# [Data for this task]
PR #3759, opened 2025-10-15
3758 prevent totp reuse

### LINKED ISSUE #3758: Prevent reuse of TOTP code
Implement the `since` option on NimbleTOTP to prevent reuse of TOTP codes.

rorymckinley:
## Description

Adds a field to track when last a TOTP code was successfully validated, and implements NimbleTOTP's `since` functionality to prevent reuse of TOTP codes.

if the last_totp_at field is nil, the code is accepted, so this will allow us to grandfather existing users in.

Closes #3758 

## Validation steps

- **Before switching to this branch, setup MFA for a user - this will represent the case of an existing user when this change goes live**
- Switch to the feature branch
- Log in using MFA
- View the user - `last_totp_at` should be set  

- Add MFA to a different user
- Confirm that you can log in as the user with MFA
- Log out and open up 2 log in session in different browsers / browser sessions, stopping at the point where you have to provide the OTP
- Use the OTP in one session and before it expires, try to use the MFA in your other session - it should be rejected.
- Once you have logged in, confirm that you can delete MFA - the user should have MFA disabled and the last_totp_at should be nil.

## AI Usage

- [ ] Strategy / design
- [ ] Other
- [x] I have not used AI

## Pre-submission checklist

### DIFF
--- a/lib/lightning/accounts.ex
+++ b/lib/lightning/accounts.ex
@@ -216,10 +216,7 @@ defmodule Lightning.Accounts do
     |> Multi.update(:user, fn %{totp: totp} ->
       totp = Repo.preload(totp, [:user])
 
-      Ecto.Changeset.change(
-        totp.user,
-        %{mfa_enabled: true, last_totp_at: Lightning.current_time()}
-      )
+      Ecto.Changeset.change(totp.user, %{mfa_enabled: true})
     end)
     |> Multi.run(:backup_codes, fn _repo, %{user: user} ->
       user = Repo.preload(user, [:backup_codes])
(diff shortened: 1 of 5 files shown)


rorymckinley:
> @rorymckinley great job here. I think we should move the `last_totp_at` to the `Lightning.Accounts.UserTOTP` schema instead of the `User`. This way we have everything related to the TOTP in one place

@midigofrank A valid argument :) - my counter-argument would be that the totp_usage is related to user behaviour rather than being linked to a specific instance of UserTOTP. I will concede that my argument is slightly weakened by the fact that I clear the `last_totp_at` when MFA is deleted :), but that may not always be the desired behaviour. In addition, User is already home to `mfa_enabled`.

midigofrank:
@rorymckinley fair point, but we don't use `mfa_enabled` for any TOTP verification. `mfa_enabled` can be used to denote other forms of authentication like SMS/Email codes. But for this case, we are using a particular `secret` code which is in the `UserTOTP` to verify.

rorymckinley:
> @rorymckinley fair point, but we don't use `mfa_enabled` for any TOTP verification. `mfa_enabled` can be used to denote other forms of authentication like SMS/Email codes. But for this case, we are using a particular `secret` code which is in the `UserTOTP` to verify.

And a point to you good sir :)  - I still think that the UserTOTP is the wrong place for `last_totp_at` but in the interests of getting the fix merged in, I will move it.

midigofrank (approved):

# [Task statement]
Return every line holding the word "session" from the records.

# [Reply]
- Log out and open up 2 log in session in different browsers / browser sessions, stopping at the point where you have to provide the OTP
- Use the OTP in one session and before it expires, try to use the MFA in your other session - it should be rejected.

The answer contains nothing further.